[AIM OF THE EXERCISE]
Scan the entries below. List each line with "Unit".

[RECORDS FOR THE EXERCISE]
PR #1279, opened 2026-06-30
[RORDEV-2074] Building and publishing optimizations

coutoPL:
🧐 Enhancement (ES) Smaller ES with ReadonlyREST Docker images
🧐 Enhancement (ES) Faster Docker image pulls across Elasticsearch versions

## Summary                                                                                                                                                 

Eliminates redundant Scala compilation and Docker image pushes when distributing the ROR plugin across all ES patch versions within a single module's range.                                                                                                         
                                                                                                                                                                       
### Build model: compile once, repackage many                                                                                                                        
                                                                                                                                                                       
Each ES module now compiles Scala **once**, at its oldest (baseline) supported ES version. All other patch versions are derived by repackaging without recompiling:            
- `plugin-descriptor.properties` — `elasticsearch.version` is patched to the target version (ES enforces it matches the node version)                                                                                                                              
- `ror-build-info.properties` — `es_version` inside the fat ROR jar is updated (boot log only)                                                                       
- ES-versioned dependency jars (e.g. `elasticsearch-rest-client-9.x.y`) — fetched via `downloadEsVersionedDependencyJars` and swapped in                                                                                                                 
                                                                                                                                                                       
Everything else in the ZIP is identical across patch versions and is reused unchanged.                                                                               

### Bytecode safety guard                                                                                                                                            
                                                                                                                                                                       
`verifyRepackageBytecodeNewest` compiles the module at its **newest** ES version and byte-diffs the class files against the base. If any class differs — meaning the compiler produced version-dependent output — the task fails loudly before any repackage step runs. This makes the "compile once, reuse" assumption an enforced invariant rather than a convention.                                  

### Docker: shared fat layer across patch versions                                                                                                                   
                                                                                                                                                                       
The ES+ROR Docker image is now split into two `COPY --link` stages:                                                                                                  
- **`payload/`** — the fat, version-independent layer (~100 MB): all ROR jars whose bytecode is the same across a module's patch range. Because `--link` builds this layer independently of the ES base chain, its content digest is identical for every ES patch version of a module. The registry stores this blob once; each per-version image references it.                                                                                              
- **`per-version/`** — the thin, per-version layer (a few MB): `plugin-descriptor.properties`, the ES-version-stamped dependency jars, and the renamed module jar. This is the only part that changes between patch versions.                                                                                                                                    
                                                                                                                                                                       
`gosu` is now sourced from the pinned `tianon/gosu:1.17@sha256:...` upstream image rather than rebuilt via alpine + GPG fetch/verify on every image build.

### Convention plugin consolidation                                                                                                                                  
                                                                                                                                                                       
`readonlyrest.plugin-common-conventions` now applies the three specialized sub-conventions (`verify-repackage-bytecode`, `scala-compile-conventions`, `docker-image-conventions`) itself. Each ES module's `build.gradle` is reduced to declaring its JDK version and its own dependencies.                                                                    
                                                                                                                                                                       
### CI publish pipeline                                                                                                                                              
                                                                                                                                                                       
- `printEsModules` and `printEsVersionsForModule` emit to stdout; callers pass `--quiet` to suppress Gradle's own output, eliminating temp file intermediaries.                                                                                                
- `es_jars_dir` tmpdir is scoped to each module invocation (owned and cleaned by `publish_module_versions`) rather than the outer publish loop.                                                                                                     
- Per-version ZIPs are deleted immediately after upload to cap peak disk usage at ~1 ZIP at a time.                                                                                                                                                              
- Build and Docker cleanup in `publish_module_versions` is guarded to release mode only.   

### RESULTS                                                                                                                                              
                                                                                                                                                                               
  Per-version release time dropped from ~6m15s to ~1m30s per plugin (~4.2x faster), by reusing a single built zip and repackaging it per target version instead of doing a full
  build for every ES patch version.                                                                                                                                            
                                                                                                                                                                               
  Before (build #10368, publishRorPlugin + publishEsRorDockerImage, one full build per version):                                                                               
  - ~231s to build & upload the artifact                                                                                                                                       
  - ~144s to build & push the Docker image                                                                                                                                     
  - ~375s (6m15s) per plugin version                                                                                                                                           
  - This run was actually cancelled after ~3h having only gotten through 28/29 attempted versions — at that rate a full ES 8.x release (107 versions) would take an estimated  
  ~11h                                                                                                                                                                         
                                                                                                                                                                               
  After (build #10655, repackageRorPluginForVersion -PreusePackagedZip + pushRorDockerImage, build zip once per module then repackage per version):                            
  - ~19s to repackage & upload the artifact                                                                                                                                    
  - ~64s to build & push the Docker image                                                                                                                                      
  - ~90s (1m30s) per plugin version                                                                                                                                            
  - Full ES 8.x release (107 versions) completed in 2h45m                                                                                                                      
                                                                                                                                                                               
  Net effect: ~75% reduction in release time for the ES 8.x job alone, saving roughly 8.5 hours per full release run.


sscarduzio:
Adversarial + strict-correctness review (swarm, findings verified against the diff). Net: the consolidation is a genuine, correct win — version coverage, distJars exclusions, bytecode-guard wiring, and packaging parity all check out. **One blocker**, the rest are confirm-with-author nits.

## 🚨 Blocker — JDK-8287073 Corretto swap dropped from Docker images that still bundle the crashing JDK

The rewritten Dockerfiles for **es714x, es716x, es80x, es81x, es82x, es83x, es84x** (and the `--add-modules=jdk.net` write for **es717x, es82x, es83x, es84x**) lost the per-version JDK swap. `FROM …elasticsearch:${ES_VERSION}` is unchanged, so these images ship the affected bundled JDK.

Verified: develop's `es82x/Dockerfile` carries `# ES 8.2.x bundles JDK 18.0.x which crashes on cgroup v2 hosts (JDK-8287073) … Corretto 19.0.0`; the new file has no swap block. Same for the whole set (`corretto|8287073|add-modules` hit count new=0 across es714x–es84x vs old=3–6; es85x+ correctly 0). The affected ranges match the repo's own **unchanged** `Elasticsearch.scala::hasBuggyBundledJdk` (7.15.1–7.17.6, 8.0.0–8.4.x) and `needsCorretto19` / `--add-modules=jdk.net`. `ror-tools patch` patches ES bytecode, not the JDK — no compensating mechanism exists on the branch.

Concrete failure: published images for these ranges NPE at JVM start (`CgroupV2Subsystem.getInstance()`) on any cgroup-v2 host (modern Docker/K8s) → **ES never boots**; es717x/es82x/es83x/es84x additionally hit `NoClassDefFoundError: jdk.net.Sockets` from HttpClient 5 (still a live `core` dep) at ROR external-auth runtime. Aggravating: develop built only `latestSupportedEsVersion` per module, this PR builds/publishes the whole range → these broken lower-patch images are **net-new artifacts**.

Fix: re-introduce the es717x-style PATCH-gated conditional Corretto swap in the affected Dockerfiles + the `jvm.options.d/ror.options` `--add-modules=jdk.net` write. If intentional, state why the base image no longer ships the affected JDK and why HttpClient 5 no longer needs `jdk.net`.

## Nits (confirm, non-blocking)

- **`suppressions_cve.xml:38,79`** — newly suppresses `CVE-2021-22135` + `CVE-2021-22137` (Elasticsearch CVEs) inside the existing false-positive block. Confirm each is genuinely N/A to the shipped ES range, not silencing a live vuln to pass the gate.
- **`ci/publish-ror-plugins.sh:41`** — `es_jars_dir=$(mktemp -d)` is `rm -rf`'d only on the success path; five early `return 1`s (47/54/59/71/90) leak it. Add `trap 'rm -rf "$es_jars_dir"' RETURN` — counter to the PR's disk-exhaustion goal otherwise.
- **`.zip.sha1` sidecar dropped** (`plugin-common-conventions.gradle`, dropped `ant.checksum … sha1`; publish script uploads only zip + `.sha512`). Fine if no external download page / mirror fetches `<zip>.sha1`; confirm none does. (In-zip `.sha512` unchanged and correct.)
- **`ci/publish-ror-plugins.sh`** — S3 upload runs unconditionally while docker re-tag is `checkTagNotExist`-gated; a re-run of an already-released version re-PUTs every zip (benign — zips are reproducible — but real cost). Gate S3 on the same check if idempotent re-runs are wanted.
- **`verify-repackage-bytecode.gradle:117` + `docker-image-conventions.gradle`** — bytecode guard samples only `esVersions.newest`, and the Docker fat/thin layer hardcodes ES-versioned jar globs while the zip repackage discovers them dynamically. Both latent (today's modules agree); worth a comment that the guard samples endpoints, or loop it over `esVersions.all`.

**Verdict: approve after fixing the blocker.** The dedup itself is well-earned (−6489/+3086, `EsVersions` correctly replaces the unstable `.internal.VersionNumber` API, exclusions byte-identical) — no over-engineering flagged.

sscarduzio (approved):
## Approved

### What I checked
- All 14 build-base Java/Groovy files: BytecodeComparison, EsModuleFinder, EsVersions, PluginArtifact, PrintEsModulesTask, convention plugins (verify-repackage-bytecode, scala-compile-conventions, docker-image-conventions, plugin-common-conventions)
- All 35 es*/Dockerfile changes (gosu pinning, COPY --link fat/thin split, tini paths, USER directives, Corretto patch stages)
- All 35 es*/build.gradle and es*/gradle.properties (consistency, supportedEsVersions as single source of truth)
- ci/publish-ror-plugins.sh (repackage flow, tmpdir lifecycle, disk management, base zip preservation)
- ci/ci-lib.sh, ci/run-pipeline.sh (tag function, integration test flow)
- azure-pipelines.yml (stage conditions, dependencies)
- Unit tests: BytecodeComparisonTest, EsModuleFinderTest, EsVersionsTest
- Cross-module consistency verified across all 35 ES modules

### What looks good
- **BytecodeComparison** is clean — SHA-256 digest approach is sound, toHex is correct, tests cover diverging/non-diverging/ignored-entry cases
- **Compile-once-repackage-many** architecture is well-structured: base and target compiles produce differently-named jars so both coexist for comparison
- **Cross-module consistency** — all 35 modules have identical build.gradle pattern, correct gosu digest pinning, consistent COPY --link fat/thin split
- **CI pipeline** — tmpdir lifecycle is correct (RETURN trap + mktemp -d), base zip preserved during version loop, per-version ZIPs deleted after upload
- **Unit tests are genuine** — BytecodeComparisonTest tests actual byte differences, EsVersionsTest covers pre-release ordering edge cases
- **4.2x faster releases** — measured 6m15s → 1m30s per version

### Non-blocking suggestions for follow-up
1. **[MAJOR] docker-image-conventions.gradle:88-108** — The fat/thin layer split uses hardcoded jar name globs (e.g. `elasticsearch-rest-client-*.jar`) instead of dynamic discovery from `downloadEsVersionedDependencyJars`. If a future module adds an ES-versioned dependency with a different name pattern, it would contaminate the fat layer silently. Consider adding a validation step that asserts the globs match the dynamically discovered artifacts.
2. **[MAJOR] plugin-common-conventions.gradle:264-272** — `repackageRorPluginForVersion` jar-swap: the `delete()` return value is not checked. If the base jar isn't found (artifact name changed between versions), the delete silently no-ops and the zip could contain BOTH base and target jars → jar-hell at runtime. Consider asserting `delete() == true`.

Neither of these is triggered by current data — they're forward-looking hardening suggestions.

PR #1284, opened 2026-07-02
[RORDEV-2107] Return MainSettingsNotFound for missing in-index settings document

coutoPL:
The provide-in-index-settings endpoint only treated a missing settings index as "not found" (status "empty"); a missing settings document (index present, doc absent) fell through to a generic failure (status "ko"). Map DocumentNotFound to MainSettingsNotFound as well so both cases report status "empty". Updated BaseAdminApiSuite accordingly. 

## Summary by CodeRabbit

* **Bug Fixes**
  * Improved settings lookup behavior so missing settings are handled correctly in more cases, returning a clearer “not found” outcome.
  * Updated related test expectations to match the revised response format.

* **Chores**
  * Bumped the build plugin version to the latest pre-release.


Dzuming (approved):
LGTM

PR #1263, opened 2026-06-08
[RORDEV-2077] [test] Faster, reliable integration tests on free hosted runners: Docker layer sharing (−16%/leg), disk fixes, opt-in sharding

sscarduzio:
## What

Make the Elasticsearch **integration-test suite fast and reliable on the free Microsoft-hosted Azure runners** — no runner resize, no paid runners, full test coverage preserved (all 34 ES versions, every suite). What started as "real parallel fork JVMs" converged, after measurement, on a tighter set of wins: a Docker-layer-sharing rebuild that cut per-leg wall-clock **~16%**, the disk-exhaustion fixes that let the heavy ES 8.x legs fit at all, and a batch of correctness fixes for races/hangs/leaks uncovered along the way. Suite **sharding** stays as an opt-in knob (`-PshardCount`) rather than the default.

## Headline results — before vs after (per-leg wall-clock, shardCount=1)

Measured on CI: master baseline (build 10531) vs this PR (build 10541), every IT leg.

| ES leg | before (master) | after (this PR) | Δ |
|---|--:|--:|--:|
| es67x | 61m | 55m | **-10%** |
| es70x | 60m | 54m | **-11%** |
| es710x | 70m | 61m | **-12%** |
| es711x | 72m | 63m | **-13%** |
| es714x | 85m | 74m | **-12%** |
| es716x | 74m | 66m | **-11%** |
| es717x | 75m | 67m | **-10%** |
| es72x | 62m | 53m | **-15%** |
| es73x | 59m | 53m | **-9%** |
| es74x | 61m | 54m | **-12%** |
| es77x | 66m | 58m | **-13%** |
| es78x | 67m | 60m | **-11%** |
| es79x | 70m | 62m | **-12%** |
| es80x | 90m | 74m | **-18%** |
| es810x | 79m | 68m | **-14%** |
| es81x | 89m | 75m | **-16%** |
| es811x | 81m | 68m | **-16%** |
| es812x | 89m | 69m | **-22%** |
| es813x | 81m | 70m | **-14%** |
| es814x | 83m | 71m | **-14%** |
| es815x | 88m | 73m | **-17%** |
| es816x | 84m | 73m | **-14%** |
| es818x | 81m | 71m | **-13%** |
| es82x | 88m | 72m | **-18%** |
| es83x | 86m | 71m | **-17%** |
| es84x | 87m | 70m | **-19%** |
| es85x | 79m | 66m | **-17%** |
| es87x | 79m | 66m | **-16%** |
[...]

PR #1287, opened 2026-07-08
[ci] Fix BUILD_* legs on all PR builds: configuration-time quiet() log pollutes the printEsModules parse

sscarduzio:
**Changelog:** [ci] fix all-PR BUILD_[6-9]xx failures caused by a semantic conflict between #1263 and #1279.

## What broke

Every PR build now fails all four `BUILD_[6-9]xx` legs with:

```
Cannot locate tasks that match ':>>> integration-tests maxParallelForks=1 (1 ES/JVM; parallelism via -PshardCount):verifyRepackageBytecodeNewest'
```

First seen on #1269 (build 10700) — but it will hit **every** PR.

## Why

A semantic conflict between two individually-green PRs merged 7 minutes apart this morning:

- #1263 added `logger.quiet(">>> integration-tests maxParallelForks…")` inside the eager `test {}` block of `integration-tests/build.gradle`. It fires at **configuration time** and, being `quiet()`, **survives `--quiet`** (that was the deliberate point — keep the fork count visible).
- #1279 added `list_es_modules()` = parse the stdout of `./gradlew printEsModules --quiet` into module names.

Neither PR's CI ever saw the other's change, and develop pushes don't run the BUILD legs (only `AUDIT_BUILD_CHECK`) — so the combination was first exercised by the next PR merge build.

## Fix

1. `logger.quiet` → `logger.lifecycle`: still printed in normal IT runs (verified — it shows in a default-log-level gradle run), suppressed under `-q`, so machine-parsed output stays clean.
2. Defense in depth: `list_es_modules()` filters `printEsModules --quiet` output through `grep -E '^es[0-9]+x$'`, so any future configuration-time output can't re-poison the module list.

Verified locally: `./gradlew printEsModules -PesMajor=8 --quiet` emits exactly the 17 `es8xx` module names.

This PR's own BUILD legs are the end-to-end proof — they run `build_ror_plugins` against the merged tree containing the fix.

https://claude.ai/code/session_01GSyUyjGmV6wXtn3TPbxUbh

## Summary by CodeRabbit

* **Bug Fixes**
  * Improved command output handling so only the intended module names are returned, preventing extra build messages from affecting publishing workflows.

* **Chores**
  * Adjusted logging during test setup to better support quieter, more reliable automated output.

### DIFF
--- a/ci/publish-ror-plugins.sh
+++ b/ci/publish-ror-plugins.sh
@@ -20,9 +20,10 @@ cleanup_docker_and_build() {
 }
 
 # Emits one ES module name per line for the given generation (newest module first).
+# grep guards against configuration-time build-script output leaking into --quiet stdout.
 list_es_modules() {
   local es_major=$1
-  ./gradlew printEsModules "-PesMajor=$es_major" --quiet </dev/null
+  ./gradlew printEsModules "-PesMajor=$es_major" --quiet </dev/null | grep -E '^es[0-9]+x$'
 }
 
 # Emits two lines: the base ES version on line 1, all supported versions space-separated on line 2.
--- a/integration-tests/build.gradle
+++ b/integration-tests/build.gradle
@@ -133,8 +133,9 @@ test {
     // maxParallelForks=1 always — forks can't split the scalatest engine (gradle#8632), so a 2nd fork
     // gets no work. Parallelism = sharding (multiple -PshardCount invocations), not forks.
     maxParallelForks = 1
-    // Logged loud (quiet() survives -q) so the per-JVM fork count is never a mystery.
-    logger.quiet(">>> integration-tests maxParallelForks=${maxParallelForks} (1 ES/JVM; parallelism via -PshardCount)")
+    // lifecycle, NOT quiet(): this runs at configuration time, so quiet() pollutes the stdout that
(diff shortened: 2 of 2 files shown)


ci/publish-ror-plugins.sh
```diff
@@ -20,9 +20,10 @@ cleanup_docker_and_build() {
 }
 
 # Emits one ES module name per line for the given generation (newest module first).
+# grep guards against configuration-time build-script output leaking into --quiet stdout.
 list_es_modules() {
   local es_major=$1
-  ./gradlew printEsModules "-PesMajor=$es_major" --quiet </dev/null
+  ./gradlew printEsModules "-PesMajor=$es_major" --quiet </dev/null | grep -E '^es[0-9]+x$'
```
coutoPL, line 26: Why didn't we solve it where it's defined, rather than in bash?!

sscarduzio: Fair — the grep duplicated es-module naming knowledge that belongs to the task. Fixed where it's defined in #1290: `printEsModules` now writes `build/es-modules/es<major>x.txt` and `list_es_modules` reads the file; gradle stdout is never parsed at all, so no configuration-time logging can poison the list by construction. (The `logger.quiet`→`lifecycle` root-cause fix from this PR stands unchanged.)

[SOLUTION]
- Unit tests: BytecodeComparisonTest, EsModuleFinderTest, EsVersionsTest
- **Unit tests are genuine** — BytecodeComparisonTest tests actual byte differences, EsVersionsTest covers pre-release ordering edge cases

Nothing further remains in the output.